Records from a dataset

========

PR #1647, opened 2019-12-02
Upgrade to Artemis 2.10.1 and Dispatch Router 1.8.0

sophokles73:
Proposal for new approach of using more recent, standard Artemis image


sophokles73:
replaced by #1651

PR #1649, opened 2019-12-06
Fix tracing of received commands

calohmn:
This fixes the `delegate Command request` tracing span containing `null` values for tenant and device id.
It also sets a `gateway_id` span tag if applicable.


sophokles73:
@calohmn are you going to fix the unit tests as well?

calohmn:
@sophokles73 test fixed now - travis is green.

PR #1651, opened 2019-12-06
Update artemis and router

dejanb:


dejanb:
We should be able to control it using `JAVA_OPTS` env variable. The launch.sh script should use that when creating a broker instance. I'll give it a thorough test to be sure.

dejanb:
Added options for VM memory management that should have the same effect as the old configuration. It's just for the reference as the default ones should be good enough.

We should move the artemis image to jdk-11 profile next. I opened Jira for that https://github.com/EnMasseProject/artemis-docker-base/issues/12

deploy/src/main/deploy/helm/templates/artemis/artemis-deployment.yaml
```diff
@@ -27,12 +27,17 @@ spec:
...
-        - name: ARTEMIS_CONFIGURATION
-          value: /etc/hono
+        - name: AMQ_NAME
+          value: custom
+        - name: HOME
+          value: /var/run/artemis/
+        - name: JAVA_INITIAL_MEM_RATIO
+          value: "30"
+        - name: JAVA_MAX_MEM_RATIO
+          value: "70"
```
sophokles73: Does this mean that we expect Artemis to successfully start up with 30% of 256MB?

dejanb: It's a bit confusing, as it is 30% of max value (360M) which is roughly what it was configured before. BTW. Defaults are 256M max and 64M init, which works fine in system tests.

When we switch to openjdk-11 profile we can switch to -XX:InitialRAMPercentage / -XX:MaxRAMPercentage config combo.

sophokles73: Ok, so currently, the Artemis image uses Java < 9 and manually computes the Xms and Xmx values from the environment variables `JAVA_INITIAL_MEM_RATIO` and `JAVA_MAX_MEM_RATIO`?

dejanb: It uses JDK 11, but launch scripts use "legacy" mode which compute manually all  the parameters. I'll need to investigate further to see what does it take to upgrade this image to use proper mode.

sophokles73: I just wanted to understand. If you think that, for the time being, using it the way you did is the right way, then I am fine with that ...

dejanb: Sure thing. Yeah, I think this is good to go and we should continue to work on getting artemis image to the latest features. Do you want me to squash these commits?

sophokles73: IMHO this small change doesn't require more than one commit, does it?

sophokles73:
@dejanb we also need CQs for new versions of Artemis and its dependencies if the versions have changed  at minor version level or higher ... Note that the IP process at the Eclipse Foundation has changed and only requires license compatibility checks now, i.e. all CQs should be Type A.

sophokles73:
@dejanb it looks like Artemis is logging quite verbosely at INFO level. The log for the integration tests are flooded with messages from Artemis which haven't been there with the previous version. IMHO we should either find out why Artemis logs these messages and whether this is due to some wrong usage on Hono's side or we should reduce the log level to e.g. ERROR. WDYT?

dejanb:
@sophokles73 #1659 should fix the logging. CQs are raised.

========

The expected output is every line of the records in which the string "need" appears.

dejanb: It uses JDK 11, but launch scripts use "legacy" mode which compute manually all  the parameters. I'll need to investigate further to see what does it take to upgrade this image to use proper mode.
@dejanb we also need CQs for new versions of Artemis and its dependencies if the versions have changed  at minor version level or higher ... Note that the IP process at the Eclipse Foundation has changed and only requires license compatibility checks now, i.e. all CQs should be Type A.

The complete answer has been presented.